§ Records supplied:
PR #2283, opened 2024-08-13
feat: Add a reference to originating App for a Dataset

### LINKED ISSUE #2273: Enhancement: Accelerators are aware of other accelerators
## Goal-State/What/Result

Accelerators have a mechanism to be aware of other configured accelerators in the Spice runtime.

## Why/Purpose

Specifically for SQLite accelerators, to be aware of other SQLite accelerators to attach them together for acceleration federation.

Accelerators being aware of other accelerators could also be a useful pattern for other acceleration engines.

## By When

**Issue/Spec written and reviewed:** 13th Aug, 2024
**Done-Done:** 14th Aug, 2024

## Done-Done

- [x] The Algorithm
- [x] PM/Design Review
- [x] ~UX Review~
- [x] ~Tests~
- [x] ~Documentation~
- [x] ~Samples/Quickstarts/Tutorials~
- [x] ~Release Notes~

## The Algorithm

- [x] Simplify.

## Spec

`Dataset` has a new property referencing the `App` it originates from.

This allows accelerators to construct related accelerated datasets if they need too, from the originating `App` specification.

## How/MAP

1. Create a `.with_app()` method on the `runtime::Dataset`
2. In `Runtime::datasets_iter` update the `try_from` to add `with_app` to add a reference for the `Runtime`'s current `App` to the `Dataset`.

### Implementation (issues)

- 
-

peasee:
## 🗣 Description

* Adds a property for the originating `App` of `Dataset`

This allows datasets to identify where they came from, which is helpful for the SQLite accelerator to find any other SQLite accelerators that are in the same app.

## 🔨 Related Issues

* Closes #2273

### DIFF
--- a/crates/app/src/lib.rs
+++ b/crates/app/src/lib.rs
@@ -34,7 +34,7 @@ use spicepod::{
     Spicepod,
 };
 
-#[derive(Debug, PartialEq, Clone)]
+#[derive(Debug, PartialEq)]
 pub struct App {
     pub name: String,
 
--- a/crates/app/src/lib.rs
+++ b/crates/app/src/lib.rs
@@ -34,7 +34,7 @@ use spicepod::{
     Spicepod,
 };
 
-#[derive(Debug, PartialEq)]
+#[derive(Debug, PartialEq, Clone)]
 pub struct App {
     pub name: String,
 
--- a/crates/runtime/src/lib.rs
+++ b/crates/runtime/src/lib.rs
@@ -486,7 +486,12 @@ impl Runtime {
     }
 
     fn datasets_iter(app: &App) -> impl Iterator<Item = Result<Dataset>> + '_ {
-        app.datasets.iter().cloned().map(Dataset::try_from)
+        let app_ref = Arc::new(app.clone());
+        app.datasets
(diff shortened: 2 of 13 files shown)


crates/app/src/lib.rs
```diff
@@ -34,7 +34,7 @@ use spicepod::{
     Spicepod,
 };
 
-#[derive(Debug, PartialEq)]
+#[derive(Debug, PartialEq, Clone)]
```
phillipleblanc: Why does this need to be clone?

crates/runtime/src/lib.rs
```diff
@@ -486,7 +486,12 @@ impl Runtime {
     }
 
     fn datasets_iter(app: &App) -> impl Iterator<Item = Result<Dataset>> + '_ {
-        app.datasets.iter().cloned().map(Dataset::try_from)
+        let app_ref = Arc::new(app.clone());
```
phillipleblanc: We shouldn't clone the app here, this should take an `Arc<App>` to begin with.

phillipleblanc (approved):

Issue #2280, opened 2024-08-13
Enhancement: SQLite inter-table acceleration federation


peasee:
## Goal-State/What/Result

SQLite acceleration should support federation of queries, include cross-table `JOIN` and cross-table `count()`, etc.

## Why/Purpose

Federation improves accelerated query performance and lowers memory usage by utilising the native SQLite query engine for.

## By When

A target date for done-done completion of the entire enhancement.

**Issue/Spec written and reviewed:** 14th Aug, 2024
**Done-Done:** 15th Aug, 2024

## Done-Done

- [x] [First Principles Driven](https://github.com/spiceai/spiceai/blob/trunk/docs/PRINCIPLES.md)
- [x] The Algorithm
- [x] PM/Design Review
- [x] UX Review
- [x] Threat Model / Security Review
- [x] Tests
- [x] Documentation
- [x] Samples/Quickstarts/Tutorials
- [x] Release Notes

## The Algorithm

- [x] Every requirement questioned?
- [x] Delete (Scope) any part you can.
- [x] Simplify.
- [x] Break down into smaller iterations/milestones.
- [x] Opportunities for automation.

## Spec

Basic specification of the enhancement.

## How/MAP

A clear and concise plan of how this should be implemented.

### Implementation (issues)

- 
-

PR #2293, opened 2024-08-15
feat: Add `DataAccelerator::init()` for SQLite acceleration federation

### LINKED ISSUE #2237: Enhancement: Use ATTACH DATABASE for SQLite Federated Accelerators
## Goal-State/What/Result

The Spice Runtime uses [`ATTACH DATABASE`](https://www.sqlite.org/lang_attach.html) to make all SQLite accelerated connectors available in each SQLite reader connection.

## Why/Purpose

This will provide the functionality for federated accelerator querying across SQLite accelerated connectors.

## By When

**Issue/Spec written and reviewed:** Aug 15th, 2024
**Done-Done:** Aug 16th, 2024

## Done-Done

- [x] The Algorithm
- [x] PM/Design Review
- [x] ~UX Review~
- [x] Tests
- [x] ~Documentation~
- [x] ~Samples/Quickstarts/Tutorials~
- [x] ~Release Notes~

## The Algorithm

- [x] Simplify.

## Spec

SQLite accelerators attach databases using a supplied list of database files on-disk.

## How/MAP

1. Update `datafusion-table-providers` to accept an option in `SqliteTableProviderFactory` which consumes a semicolon-separated string of database disk paths. E.g. `./path/one.sqlite;./path/two.sqlite;./path/three.sqlite`
2. Read the semicolon-separated list and attach the databases on read-mode `SqliteConnectionPool` using `ATTACH DATABASE`
3. Add `Dataset` as a function argument to `DataAccelerator::create_external_table()`, so accelerators can identify the originating dataset (and app) for the acceleration request
4. For SQLite, using the originating App collect a list of all other SQLite acceleration engines. Collect their database file locations, and set it as the option parameter used by the `SqliteTableProviderFactory`

peasee:
## 🗣 Description

* Adds originating dataset as an option for an accelerator in `create_external_table()`. This is used to source the parent App, and in turn find related SQLite accelerated datasets to attach.
* Creates a new `DataAccelerator::init()` trait method, to initialize accelerators before registering datasets.
* Implements `DataAccelerator::init()` for the SQLite accelerator, to create an empty SQLite database on-disk. This allows the SQLite accelerator to attach SQLite databases on dataset registration, as the files wouldn't exist before-hand.
* Implements logic in `SqliteAccelerator::create_external_table()` to attach SQLite databases together for SQLite accelerator federation.

## 🔨 Related Issues

* Closes #2237 
* Part of #2280


crates/runtime/src/dataaccelerator/sqlite.rs
```diff
@@ -63,7 +74,11 @@ impl SqliteAccelerator {
         if !dataset.is_file_accelerated() {
             return None;
         }
-        let acceleration = dataset.acceleration.as_ref()?;
+        let mut acceleration = dataset.acceleration.clone()?;
```
Sevenannn: Maybe consider cloning the acceleration param instead of the whole acceleration object here. What's finally used in `sql_file_path` function is acceleration param, and cloning the whole acceleartion object can be expensive.

y-f-u:
Concept looks good to me.

crates/runtime/src/lib.rs
```diff
@@ -592,6 +598,53 @@ impl Runtime {
...
+    /// Initialize datasets configured with accelerators before registering the datasets.
+    /// This ensures that the required resources for acceleration are available before registration,
+    /// which is important for acceleration federation for some acceleration engines (e.g. `SQLite`).
+    async fn initialize_accelerators(&self, datasets: &[Arc<Dataset>]) {
+        let spaced_tracer = Arc::clone(&self.spaced_tracer);
+
+        for ds in datasets {
+            if let Some(acceleration) = &ds.acceleration {
+                let retry_strategy = FibonacciBackoffBuilder::new().max_retries(None).build();
+                let _ = retry(retry_strategy, || async {
```
phillipleblanc: I don't think a retry policy makes sense here?

crates/runtime/src/dataaccelerator/sqlite.rs
```diff
@@ -88,18 +105,68 @@ impl DataAccelerator for SqliteAccelerator {
...
+                        } else {
+                            self.sqlite_file_path(other_dataset)
+                        }
+                    })
+                    .collect::<Vec<String>>()
+            })
+        }) {
+            cmd.options
+                .insert("attach_databases".to_string(), attach_databases.join(";"));
+        }
```
phillipleblanc, line 166: It feels weird to have this Sqlite specific code in the generic DataAccelerator path. Would a middleware style approach work better? (i.e. when registering a DataAccelerator, it can opt to register a middleware handle that runs here and has the option to modify `cmd`)

phillipleblanc (dismissed):

sgrebnov (dismissed):

crates/runtime/src/lib.rs
```diff
@@ -600,6 +650,11 @@ impl Runtime {
 
         let valid_datasets = Self::get_valid_datasets(app, LogErrors(true));
         let mut futures = vec![];
+
+        if !self.initialize_accelerators(&valid_datasets).await {
```
phillipleblanc: This isn't a friendly user experience to just bail if one of the datasets fails initialization - this function could return the list of valid datasets that didn't have any errors, and we continue initializing those.

phillipleblanc (approved):

Issue #2182, opened 2024-08-04
Enhancement: Federated Accelerated Tables for DuckDB


phillipleblanc:
## Goal-State/What/Result

For duckdb accelerator, accelerated tables have federation push-down enabled. Accelerated tables that accelerate into the same file/DB instance have federation join push down enabled.

## Why/Purpose

Tables which are accelerated do not get the benefits of federation push down to reduce the computation done in DataFusion. This is especially apparent when accelerating tables into an accelerator duckdb engine file mode. This negatively impacts the performance of accelerated tables.

## By When

A target date for done-done completion of the entire enhancement.

**Issue/Spec written and reviewed:** <Target Date>
**Done-Done:** <Target Date>

## Done-Done

- [x] [First Principles Driven](https://github.com/spiceai/spiceai/blob/trunk/docs/PRINCIPLES.md)
- [x] The Algorithm
- [x] PM/Design Review
- [x] UX Review
- [x] Threat Model / Security Review
- [x] Tests
- [x] Documentation
- [x] Samples/Quickstarts/Tutorials
- [x] Release Notes

## The Algorithm

- [x] Every requirement questioned?
- [x] Delete (Scope) any part you can.
- [x] Simplify.
- [x] Break down into smaller iterations/milestones.
- [x] Opportunities for automation.

## Spec

Basic specification of the enhancement.

## How/MAP

A clear and concise plan of how this should be implemented.

### Implementation (issues)

- [x] federation in a single duckdb acceleration table
- [x] #2313
- [x] Document
- [x] toggle to disable the federation on acceleration

lukekim:
- @Sevenannn re-purpose this issue for common type conversion across accelerators.
- @peasee split into intra and inter DB federation for SQLite.
- @Sevenannn split into intra and inter DB federation for PostgreSQL.
- @y-f-u split into intra and inter DB federation for DuckDB.

y-f-u:
@Sevenannn rewrote the common type conversion into #2285 . I am repurposing this for duckdb federated accelerated tables.

y-f-u:
Inter table is pending on the sqlite change of attach/init.

y-f-u:
actually federation is done. Follow-up regressions are raise, so close this in favour of those.

peasee:
This is done-done with regressions

PR #2299, opened 2024-08-16
Intra-table federation query on duckdb accelerated table

y-f-u:
## 🗣 Description

Intra table federation for accelerated table.

## 🔨 Related Issues

part of #2182 

image

## Concerns

- when there is a use_source action on zero result, the federation will be disabled to use original logic. This can be enhanced introducing a virtual execution to handle this case.

### DIFF
--- a/Cargo.toml
+++ b/Cargo.toml
@@ -56,7 +56,7 @@ clickhouse-rs = { git = "https://github.com/spiceai/clickhouse-rs.git", tag = "0
 datafusion = "41.0.0"
 datafusion-federation = "0.1"
 datafusion-federation-sql = { git = "https://github.com/spiceai/datafusion-federation.git", rev = "ae9da45f8b90451119f3ca032b75ad82a28d7547" }
-datafusion-table-providers = { git = "https://github.com/datafusion-contrib/datafusion-table-providers.git", rev = "a726db96439dc7916b8a2ce21c444074a6590235" }
+datafusion-table-providers = { git = "https://github.com/datafusion-contrib/datafusion-table-providers.git", rev = "6a383441d962cf8a0fe027f95a0b1dffb66ee414" }
 dirs = "5.0.1"
 dotenvy = "0.15"
 duckdb = "1.0.0"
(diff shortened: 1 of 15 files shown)


Cargo.toml
```diff
@@ -116,3 +116,6 @@ arrow-odbc = { git = "https://github.com/spiceai/arrow-odbc.git", rev = "24ecbdf
 
 # Tracking Issue: https://github.com/allan2/dotenvy/issues/113
 dotenvy = { git = "https://github.com/spiceai/dotenvy.git", rev = "e5cef1871b08003198949dfe2da988633eaad78f" }
+
+[patch."https://github.com/datafusion-contrib/datafusion-table-providers.git"]
+datafusion-table-providers = { path = "../../datafusion-contrib/datafusion-table-providers" }
```
y-f-u: organising now

y-f-u:
tests are failing, working on a fix.

crates/data_components/src/poly.rs
```diff
@@ -0,0 +1,111 @@
...
+};
+use datafusion_federation::{FederatedTableProviderAdaptor, FederationProvider};
+
+use crate::delete::{get_deletion_provider, DeletionTableProvider};
+
+#[derive(Clone)]
+pub struct PolyTableProvider {
+    write: Arc<dyn TableProvider>,
+    delete: Arc<dyn TableProvider>,
+    fed: Arc<dyn TableProvider>,
```
phillipleblanc: Why not just store the values with their concrete types?

y-f-u: This is meant to be handling all types of accelerator. The only thing can be concrete is delete which can use the adaptor. Will change it so.

y-f-u:
The test is broken for a known issue from sqlite. Which @peasee is looking at for a fix.

crates/runtime/src/datafusion.rs
```diff
@@ -818,9 +826,35 @@ impl DataFusion {
                     table_name: dataset_name.to_string(),
                 })?;
         }
+
         Ok(())
     }
 
+    pub async fn get_accelerated_table_provider(
```
y-f-u, line 833: this method doesn't return a &AcceleratedTable due to lifetime issue that `table` can't be used in returned reference.

Let me know if any better way to deal with this.

phillipleblanc (dismissed):

phillipleblanc (approved):

PR #2327, opened 2024-08-20
add `disable_query_push_down` option to acceleration settings

y-f-u:
## 🗣 Description

Add a new `disable_query_push_down` option to the acceleration settings which allows users to escape from the default federated query on accelerator.

UI:

```
    acceleration:
      engine: postgres
      enabled: true
      params:
        disable_query_push_down: true
```

## 🔨 Related Issues

part of #2182 

## 🤔 Concerns

This pattern may eventually lead to a group of "support" keys in the acceleration settings. However, we are not implementing that struct yet until we see another use case emerge.

### DIFF
--- a/crates/runtime/src/component/dataset/acceleration.rs
+++ b/crates/runtime/src/component/dataset/acceleration.rs
@@ -244,7 +244,7 @@ pub struct Acceleration {
 
     pub on_conflict: HashMap<ColumnReference, OnConflictBehavior>,
 
-    pub disable_federation: bool,
+    pub disable_query_push_down: bool,
 }
 
 impl TryFrom<spicepod_acceleration::Acceleration> for Acceleration {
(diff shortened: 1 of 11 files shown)


crates/runtime/src/component/dataset/acceleration.rs
```diff
@@ -206,6 +206,7 @@ impl Display for OnConflictBehavior {
 }
 
 #[derive(Debug, Clone, PartialEq)]
+#[allow(clippy::struct_excessive_bools)]
```
y-f-u, line 208: allow this explicitly to prioritize the clarity of the configuration struct.

crates/spicepod/src/component/dataset.rs
```diff
@@ -236,6 +236,7 @@ pub mod acceleration {
 
     #[derive(Debug, Clone, Serialize, Deserialize, PartialEq)]
     #[cfg_attr(feature = "schemars", derive(JsonSchema))]
+    #[allow(clippy::struct_excessive_bools)]
```
y-f-u: allow this explicitly to prioritize the clarity of the configuration struct.

phillipleblanc (approved):

PR #2337, opened 2024-08-22
Propagate errors through all `task_history` nested spans

phillipleblanc:
## 🗣 Description

Correctly propagates errors to each individual task_history span.

### DIFF
--- a/crates/runtime/src/model/tool_use.rs
+++ b/crates/runtime/src/model/tool_use.rs
@@ -146,25 +146,38 @@ impl SpiceModelTool for DocumentSimilarityTool {
         rt: Arc<Runtime>,
     ) -> Result<Value, Box<dyn std::error::Error + Send + Sync>> {
         let span = tracing::span!(target: "task_history", tracing::Level::INFO, "tool_use::document_similarity", tool = self.name(), input = arg);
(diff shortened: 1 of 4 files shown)


crates/runtime/src/model/tool_use.rs
```diff
@@ -146,25 +146,38 @@ impl SpiceModelTool for DocumentSimilarityTool {
...
     ) -> Result<Value, Box<dyn std::error::Error + Send + Sync>> {
         let span = tracing::span!(target: "task_history", tracing::Level::INFO, "tool_use::document_similarity", tool = self.name(), input = arg);
-        let mut req: SearchRequest = serde_json::from_str(arg)?;
 
-        let vs = VectorSearch::new(
-            rt.datafusion(),
-            Arc::clone(&rt.embeds),
-            parse_explicit_primary_keys(Arc::clone(&rt.app)).await,
-        );
+        let tool_use_result = async {
```
phillipleblanc, line 150: The basic pattern is to wrap the code which can produce an error in a nested async block, instrument that block (which removes the need to instrument each call individually), and if the return value was an error, add the error to the current span

ewgenius (approved):

PR #2353, opened 2024-08-23
Add dataset details to tool using LLMs; early check tables in vector search

Jeadie:
## 🗣 Description
 - Add details about datasets in the system prompt for users.
 - For vector search, early check if tables are in runtime.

§ Task statement: Copy each line of the listing that carries the string "written".

§ Your solution:
**Issue/Spec written and reviewed:** 13th Aug, 2024
**Issue/Spec written and reviewed:** 14th Aug, 2024
**Issue/Spec written and reviewed:** Aug 15th, 2024
**Issue/Spec written and reviewed:** <Target Date>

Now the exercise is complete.